Contando ele mesmo com uma história familiar complicada e a influência dúbia de sua mãe (Virginia Cavendish), Felipe terá de descobrir como sobreviver aos desafios, que são muitos, numa capital abalada pelo tráfico, a violência e a corrupção dos agentes policiais. No elenco, participações de Alice Carvalho, Georgette Fadel, Hermila Guedes, Nataly Rocha, Tânia Maria e outros. A estreia está prevista para 30 de outubro no Canal Brasil.
Curtas
Os dois primeiros concorrentes vieram do Nordeste. Do Rio Grande do Norte, o poético Mariposa (foto ao lado), dos diretores Alexandre Américo e Pedro Vitor, com uma construção estética sofisticada, a partir da fotografia em preto e branco, assinada por Zuma Link. A narrativa explora a beleza e a ancestralidade da praia de Santa Rita, em Extremoz, perto de Natal, um ambiente ameaçado pelo turismo predatório.
Do Ceará, veio o intimista Vejo Você de Repente, em que a diretora Aída Costa resgata fragmentos das memórias que guarda de seu pai, o artista plástico Da Costa. Falecido há cerca de três décadas, ele deixou uma obra não-catalogada, cujos vestígios a própria filha investiga no filme, juntando pedaços de uma trajetória interrompida.
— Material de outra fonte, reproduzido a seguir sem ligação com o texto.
PR #18, opened 2025-12-04
[Feature] MJCF generation at runtime

Ortisa:
This PR allows to generate MJCF at runtime and to be able to publish that on a separate topic.

The following features are added into this PR:
 * Generate MJCF and publish it over a topic using argument `--publish_topic`
 * Added `--scene` arg to be able to switch between scene at runtime
 * Support for defining input tags (`raw_inputs` and `processed_inputs`) directly in the URDF
 * Added `-a` / `--asset_dir` argument to specify the directory to reuse already generated objects from a given asset folder, otherwise generate them.
 * Option to also choose whether to save the model with argument `-s`

### DIFF
--- a/README.md
+++ b/README.md
@@ -195,6 +195,8 @@ Could map to the following hardware interface:
   </tbody>
 </table>
 
+> [!NOTE]
+> The `torque` and `force` command/state interfaces are semantically equivalent to `effort`, and map to the same underlying data in the sim.
 
 Switching actuator/control types on the fly is an [open issue](#13).
 
@@ -222,6 +224,10 @@ In the corresponding ros2_control xacro, this becomes a single sensor:
     <param name="mujoco_type">fts</param>
     <!-- There is no requirement for the mujoco_sensor_name to match the ros2_control sensor name -->
     <param name="mujoco_sensor_name">fts_sensor</param>
+    <!-- Default value of force_mjcf_suffix is '_force' -->
+    <param name="force_mjcf_suffix">_force</param>
+    <!-- Default value of torque_mjcf_suffix is '_torque' -->
+    <param name="torque_mjcf_suffix">_torque</param>
     <state_interface name="force.x"/>
     <state_interface name="force.y"/>
     <state_interface name="force.z"/>
@@ -248,6 +254,12 @@ Which then map to the corresponding ros2_control sensor:
     <param name="mujoco_type">imu</param>
     <!-- There is no requirement for the mujoco_sensor_name to match the ros2_control sensor name -->
     <param name="mujoco_sensor_name">imu_sensor</param>
+    <!-- Default value of orientation_mjcf_suffix is '_quat' -->
+    <param name="orientation_mjcf_suffix">_quat</param>
+    <!-- Default value of angular_velocity_mjcf_suffix is '_gyro' -->
+    <param name="angular_velocity_mjcf_suffix">_gyro</param>
+    <!-- Default value of linear_acceleration_mjcf_suffix is '_accel' -->
+    <param name="linear_acceleration_mjcf_suffix">_accel</param>
     <state_interface name="orientation.x"/>
     <state_interface name="orientation.y"/>
     <state_interface name="orientation.z"/>
--- a/include/mujoco_ros2_simulation/mujoco_system_interface.hpp
+++ b/include/mujoco_ros2_simulation/mujoco_system_interface.hpp
@@ -33,6 +33,7 @@
 #include <rclcpp/rclcpp.hpp>
 #include <rclcpp_lifecycle/node_interfaces/lifecycle_node_interface.hpp>
 #include <rclcpp_lifecycle/state.hpp>
+#include <realtime_tools/realtime_publisher.hpp>
 #include <rosgraph_msgs/msg/clock.hpp>
 
 #include <mujoco/mujoco.h>
@@ -185,6 +186,8 @@ private:
    */
   void publish_clock();
 
+  rclcpp::Logger get_logger() const;
+
   // System information
   std::string model_path_;
 
@@ -199,6 +202,9 @@ private:
   mjvCamera cam_;
   mjvOption opt_;
   mjvPerturb pert_;
+
+  // Logger
+  rclcpp::Logger logger_ = rclcpp::get_logger("MujocoSystemInterface");
 
   // Speed scaling parameter. if set to >0 then we ignore the value set in the simulate app and instead
   // attempt to loop at whatever this is set to. If this is <0, then we use the value from the app.
@@ -218,6 +224,7 @@ private:
 
   // Primary clock publisher for the world
   std::shared_ptr<rclcpp::Publisher<rosgraph_msgs::msg::Clock>> clock_publisher_;
+  realtime_tools::RealtimePublisher<rosgraph_msgs::msg::Clock>::SharedPtr clock_realtime_publisher_;
 
   // Containers for RGB-D cameras
   std::unique_ptr<MujocoCameras> cameras_;
--- a/src/mujoco_system_interface.cpp
+++ b/src/mujoco_system_interface.cpp
@@ -362,7 +362,7 @@ mjModel* loadModelFromTopic(rclcpp::Node::SharedPtr node)
 
   rclcpp::QoS qos_profile(rclcpp::QoSInitialization::from_rmw(rmw_qos_profile_default));
   qos_profile.reliable().transient_local().keep_last(1);
-  RCLCPP_INFO(rclcpp::get_logger("MujocoSystemInterface"), "Trying to get the mujoco model from topic");
+  RCLCPP_INFO(node->get_logger(), "Trying to get the mujoco model from topic");
 
   // Try to get mujoco_model via topic
   auto mujoco_model_sub = node->create_subscription<std_msgs::msg::String>(
@@ -534,25 +534,24 @@ MujocoSystemInterface::on_init(const hardware_interface::HardwareComponentInterf
   const auto model_path_maybe = get_parameter("mujoco_model");
   if (!model_path_maybe.has_value())
   {
-    RCLCPP_INFO(rclcpp::get_logger("MujocoSystemInterface"), "Parameter 'mujoco_model' not found in URDF.");
+    RCLCPP_INFO(get_logger(), "Parameter 'mujoco_model' not found in URDF.");
     model_path_.clear();
   }
   else
   {
     model_path_ = model_path_maybe.value();
-    RCLCPP_INFO_STREAM(rclcpp::get_logger("MujocoSystemInterface"), "Loading 'mujoco_model' from: " << model_path_);
+    RCLCPP_INFO_STREAM(get_logger(), "Loading 'mujoco_model' from: " << model_path_);
   }
 
   // Pull the initial speed factor from the hardware parameters, if present
   sim_speed_factor_ = std::stod(get_parameter("sim_speed_factor").value_or("-1"));
   if (sim_speed_factor_ > 0)
   {
-    RCLCPP_INFO_STREAM(rclcpp::get_logger("MujocoSystemInterface"),
-                       "Running the simulation at " << sim_speed_factor_ * 100.0 << " percent speed");
+    RCLCPP_INFO_STREAM(get_logger(), "Running the simulation at " << sim_speed_factor_ * 100.0 << " percent speed");
   }
   else
   {
-    RCLCPP_INFO_STREAM(rclcpp::get_logger("MujocoSystemInterface"), "No sim_speed set, using the setting from the UI");
+    RCLCPP_INFO_STREAM(get_logger(), "No sim_speed set, using the setting from the UI");
   }
 
   // Pull the camera publish rate out of the info, if present, otherwise default to 5 hz.
@@ -562,7 +561,7 @@ MujocoSystemInterface::on_init(const hardware_interface::HardwareComponentInterf
 
   // Check for headless mode
   bool headless = hardware_interface::parse_bool(get_parameter("headless").value_or("false"));
-  RCLCPP_INFO_EXPRESSION(rclcpp::get_logger("MujocoSystemInterface"), headless, "Running in HEADLESS mode.");
+  RCLCPP_INFO_EXPRESSION(get_logger(), headless, "Running in HEADLESS mode.");
 
   // We essentially reconstruct the 'simulate.cc::main()' function here, and
   // launch a Simulate object with all necessary rendering process/options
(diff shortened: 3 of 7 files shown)


scripts/make_mjcf_from_robot_description.py
eholum-nasa, line 1: I can't believe any one else is touching this file!

Out of curiosity what OS version are you using? I have issues because `bpy` isn't available on arm64 Ubuntu, and unavailable on 24.04 (the last time I checked). Does reorienting obj axes work for you guys?

scripts/make_mjcf_from_robot_description.py
```diff
@@ -107,14 +116,53 @@ def resolve_color(visual):
...
+                    if os.path.exists(mesh_file) and os.path.exists(settings_file):
+                        try:
+                            with open(settings_file) as f:
+                                data = json.load(f)
+                                used_threshold = float(data.get(f"{stem}"))
+                        except (FileNotFoundError, PermissionError, json.JSONDecodeError) as e:
+                            print(f"Warning: could not read thresholds for {stem}: {e}")
+                            used_threshold = None
+                        # Use existing decomposed object only if it has the same threshold, otherwise regenerate it.
+                        if used_threshold is not None and math.isclose(
```
eholum-nasa, line 139: Ah clever. Have you guys found this to be pretty reliable in preventing redoing decomposition? If so that's great!

test/launch/test_robot.launch.py
```diff
@@ -56,6 +57,25 @@ def generate_launch_description():
 
     robot_description = {"robot_description": ParameterValue(value=robot_description_content, value_type=str)}
 
+    converter_command = [
```
eholum-nasa, line 65: Once this works you can remove the arg from the ros2_control tags in the URDF and it'll be magic!

scripts/make_mjcf_from_robot_description.py
```diff
@@ -1142,66 +1361,169 @@ def add_urdf_free_joint(urdf):
...
         help="Adds a free joint before the root link of the robot in the urdf before conversion",
     )
+    parser.add_argument(
+        "-a",
+        "--asset_dir",
+        required=False,
+        default=None,
+        help="Optionally pass an existing folder with pre-generated OBJ meshes.",
+    )
+    parser.add_argument("--scene", required=False, default=None, help="Optionally pass an existing xml for the scene")
```
eholum-nasa, line 1439: So is this essentially just `scene.xml`? Which doesn't necessarily _have_ to come with the pre-generated meshes?

scripts/make_mjcf_from_robot_description.py
```diff
@@ -629,27 +704,99 @@ def parse_inputs_xml(filename=None):
...
+    else:
+        raise ValueError(
+            f"Root tag in file must be either 'mujoco_inputs' (standalone XML) or 'robot' (URDF), not '{root.tagName}'"
+        )
 
     return raw_inputs, processed_inputs
 
 
-def fix_free_joint(dom, urdf, joint_name="floating_base_joint"):
+def parse_scene_xml(filename=None):
```
eholum-nasa, line 750: Ah, was a little confused from the argparse param but I think I see what you're going for. Might be worth adding something similar to the `mujoco_inputs` comments just so we know what files would look like here?

eholum-nasa (commented):
I am impressed that you guys were able to follow that tool! It is a mess, but it's a semi-functional mess.

I took a quick skim through to see the changes and I think it's very promising. I need to actually get a machine that I'm able to test this with the jazzy version on... but hopefully that can happen soon. This [old issue](https://github.com/NASA-JSC-Robotics/mujoco_ros2_simulation/issues/22) is a pain.

Just a few quick questions...

scripts/make_mjcf_from_robot_description.py
saikishor: Last night i realised the same thing when testing things on rolling. We are internally using Humble, that's why we could get it to work. 

One ideal change that I could think of is if the obj files are created and passed through the --assets path, then you can reuse them instead of regenerating them. 

I agree we need to find an alternative with bpy, if not it is going to be hard.

scripts/make_mjcf_from_robot_description.py
saikishor: Yess, we save a metadata config in the folders and we only regenerate them if the threshold in the URDF and the folder doesn't match. This could be the only way to avoid it. 

Similarly, in future we could do the same with the STL files and the .obj files using the checksum

test/launch/test_robot.launch.py
saikishor: Yuppp! That's the final plan 😍
So you can generate the MuJoCo model with different scenes and use them on the fly

scripts/make_mjcf_from_robot_description.py
saikishor: Yes, I thought this would be useful to be able to spawn the robot on different scenes like just an empty world or a world with a certain setup to manipulate objects or a uneven walking terrain etc

scripts/make_mjcf_from_robot_description.py
saikishor: You can also add things into the URDF and also as a scene arg

scripts/make_mjcf_from_robot_description.py
saikishor: @eholum-nasa I already have an alternative implementation using the `trimesh` library. I hope there are not much differences. Once this PR is merged, I can test it against my changes and then if things are working I'll open a PR

scripts/make_mjcf_from_robot_description.py
```diff
@@ -1083,6 +1255,52 @@ def get_parent_chain(link, transform=PyKDL.Frame.Identity()):
...
+    try:
+        rclpy.spin(mjcf_node)
+    except KeyboardInterrupt:
+        pass
+    finally:
+        mjcf_node.destroy_node()
+        try:
+            rclpy.shutdown()
+        except Exception:
+            pass
```
eholum-nasa: Could just use `rclpy.try_shutdown()` I think?

scripts/make_mjcf_from_robot_description.py
```diff
@@ -1142,66 +1361,169 @@ def add_urdf_free_joint(urdf):
...
+        urdf_path = tmp.name
 
     request_add_free_joint = parsed_args.add_free_joint
 
     convert_stl_to_obj = parsed_args.convert_stl_to_obj
 
-    # Part inputs data
-    raw_inputs, processed_inputs = parse_inputs_xml(parsed_args.mujoco_inputs)
+    output_filepath = parsed_args.output
+    if not os.path.isabs(parsed_args.output) and parsed_args.publish_topic:
```
eholum-nasa, line 1469: I'm not sure I understand this conditional? Why the check on if the topic is published?

scripts/make_mjcf_from_robot_description.py
```diff
@@ -1142,66 +1361,169 @@ def add_urdf_free_joint(urdf):
...
+    if parsed_args.save_only:
+        # Grab the output directory and ensure it ends with '/'
+        output_filepath = os.path.join(output_filepath, "")
+    elif parsed_args.publish_topic:
+        temp_dir = tempfile.TemporaryDirectory()
+        output_filepath = os.path.join(temp_dir.name, "")
+    else:
+        raise ValueError(
+            "You must specify at least one of the following options: "
+            "--publish_topic or --save-only with the path of the folder."
```
eholum-nasa: This is slightly unclear... and it might be better to make `--save_only` default to `True`? That way it "works" with only the urdf specified as input.

```suggestion
            "--publish_topic or --save_only."
```

scripts/make_mjcf_from_robot_description.py
```diff
@@ -1142,66 +1361,169 @@ def add_urdf_free_joint(urdf):
...
+
     decompose_dict, cameras_dict, modify_element_dict, lidar_dict = get_processed_mujoco_inputs(processed_inputs)
 
-    # Grab the output directory and ensure it ends with '/'
-    output_filepath = os.path.join(parsed_args.output, "")
+    if parsed_args.asset_dir:
+        assets_filepath = parsed_args.asset_dir
+        if not os.path.isabs(parsed_args.asset_dir):
+            assets_filepath = os.path.join(os.getcwd(), parsed_args.asset_dir)
+        if output_filepath + "assets" == assets_filepath:
```
eholum-nasa: I think?

```suggestion
        if output_filepath + "assets" in assets_filepath:
```

scripts/make_mjcf_from_robot_description.py
saikishor: I'll be frank, we saw that there was a minor bug on the assets directory if you use both `--publish-topic` and `--output `tags and this is just a way to fix it. We didn't spend too much time there. I can also make them mutually exclusive if needed

scripts/make_mjcf_from_robot_description.py
saikishor: Done

saikishor:
> FWIW I merged the trimesh changes into this branch just to check it out in jazzy any it worked! There are still functional things to worry about, like mesh colorings that `bpy` would just handle and `trimesh` doesn't seem to support. So a lot of grey in our converted MJCFs... But the changes in this particular PR seem very nice.

@eholum-nasa I don't see the commits on the branch

scripts/make_mjcf_from_robot_description.py
ndunkelb-nasa: Given Erik's comments, do you have an idea of how to pull in that scene if it has meshes as well? I think this way would work for primitive objects, but not custom meshes

saikishor: Sure. I think it can be done. It makes sense it handles meshes too. For instance, it can be a table and an object scene to start grasping

saikishor: That's the main idea of having this argument. It'll be similar to gazebo worlds

ndunkelb-nasa: Yeah, I guess that is fair, if everything is defined as a part of the URDF, you get it for free. Although now that I am thinking about these things - would it make some sense to add in a "scene" as a urdf instead of an xml? At least on our side, I think we are more comfortable handling things in URDF world instead of mjcfs. I guess you could just handle everything in one, but I'm not positive how it would handle "free" joint type things for mobile robots. I'm not sure I have a suggestion here, just curious what your thoughts are.

saikishor: @ndunkelb-nasa Sure. To be frank with you, we added some of the parameters envisioning what we could do in future. We currently don't have a world to test and see which is better. 

I would propose to merge this as it is and then we can do a second iteration on this part. 

What do you think?

saikishor:
@ndunkelb-nasa Apart from that, I would like to hear from you what you think about the features in this PR?. Do you think it is interesting?

ndunkelb-nasa:
> @ndunkelb-nasa this is great. Do you want to merge it into this PR? or shall we do it in a different PR?. Let me know. Depending on it, I can merge it right now

I think I am happy to keep it separate bc there is already a bunch of focused discussion in this one. But I think after this goes in, we should certainly go ahead and do a PR for that as well. I would like someone to check my work as well!

test/launch/test_robot.launch.py
```diff
@@ -61,6 +62,25 @@ def generate_launch_description():
...
```
ndunkelb-nasa, line 65: So what I **thought** I understood from the new code was that I could replace this with something like
```
    converter_process = Node(
        package="mujoco_ros2_simulation",
        executable="make_mjcf_from_robot_description.py",
        output="screen",
        arguments=[
            "--publish_topic",
            "mujoco_robot_description",
            "--scene",
            PathJoinSubstitution(
                [
                    FindPackageShare("mujoco_ros2_simulation"),
                    "test_resources",
                    "scene.xml",
                ]
            ),
        ],
    )
```
and I could remove the `mujoco_model` parameter from the urdf, and it should just work. However, when I do that, my ros2 control node crashes, but I do see the `mujoco_robot_description_topic` with the mujoco info.

What am I missing here?

saikishor: I believe yes, something like that should already get it to work. Please give me a couple of minutes to check

ndunkelb-nasa: I think im getting a failure on [this line](https://github.com/pal-robotics-forks/mujoco_ros2_simulation/blob/0de172d6e160cc999aa97143c452f0f99548eda5/src/mujoco_system_interface.cpp#L399)

saikishor: Unfortunately, I cannot test it rolling with bpy

```
[make_mjcf_from_robot_description-5] Traceback (most recent call last):
[make_mjcf_from_robot_description-5]   File "/home/user/ros2_control_ws/install/mujoco_ros2_simulation/share/mujoco_ros2_simulation/scripts/make_mjcf_from_robot_description.py", line 21, in <module>
[make_mjcf_from_robot_description-5]     import bpy
[make_mjcf_from_robot_description-5] ModuleNotFoundError: No module named 'bpy'
[ERROR] [make_mjcf_from_robot_description-5]: process has died [pid 8272, exit code 1, cmd 'python3 /home/user/ros2_control_ws/install/mujoco_ros2_simulation/share/mujoco_ros2_simulation/scripts/make_mjcf_from_robot_description.py'].
```

Shall we merge your changes into this as well? that should make things easier

ndunkelb-nasa: ah maybe I just don't have the inputs there

saikishor: Yes, your URDF description needs to have the URDF inputs and all

ndunkelb-nasa: alright, I actually figured it out. It was missing the inputs **and** the typical scene like we have there needs to get rid of [this line](https://github.com/pal-robotics-forks/mujoco_ros2_simulation/blob/0de172d6e160cc999aa97143c452f0f99548eda5/resources/scene.xml#L2) so it doesn't try to reference a file that no longer exists

I still think this PR could benefit from a working example of this workflow, because I think this is actually what everyone should be using instead of generating separate mjcf files.

saikishor: Yes, for now the idea is not to have any includes in the scene file. Just to not to overcomplicate things

saikishor:
> I'm not sure I would have a good way at the moment. What would be normal for y'all? Discord?

We are connected via slack channel of [ros-controls](https://join.slack.com/t/roscontrol/shared_invite/zt-3je6bj56t-9SH5I9aT6qdA8Ph991UCbA) or I also use Discord with same username as github

eholum-nasa (approved):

No processo de pesquisa para o filme, a diretora contou ter encontrado o único registro fílmico do pai, que consta do curta.
Filme de abertura
Exibido fora de competição na noite de sexta (11), A Pele Morta (foto ao lado), de Bruno Fatumbi Torres e Denise Moraes, concretizou um projeto iniciado pelo pai dos diretores, o cineasta Geraldo Moraes, interrompido por sua morte, em 2017. A partir de um roteiro de Daniel Tavares, os diretores realizaram um road movie que acompanha o motorista de caminhão uruguaio Justo (César Troncoso) e o jovem indígena guarani Saulo (Luan Iturve), numa jornada que expõe a precariedade da vida dessas pessoas em trânsito nas fronteiras da América do Sul e sofrendo de problemas bem específicos: como a precariedade do trabalho e o racismo contra indígenas em Dourados (MS), notório quando Saulo entra num shopping para comprar um aparelho de som.
Falando de várias coisas sérias assim, mas com um olhar humanista e sutil, o filme incorpora também à trupe outra jovem indígena, Rosario (Ivana Gómez), que está à procura da irmã no Paraguai, para onde se dirigem os dois homens a trabalho. Apostando numa simplicidade que não banaliza as questões que retrata, A Pele Morta sobressai como um relato digno e respeitoso com seus personagens.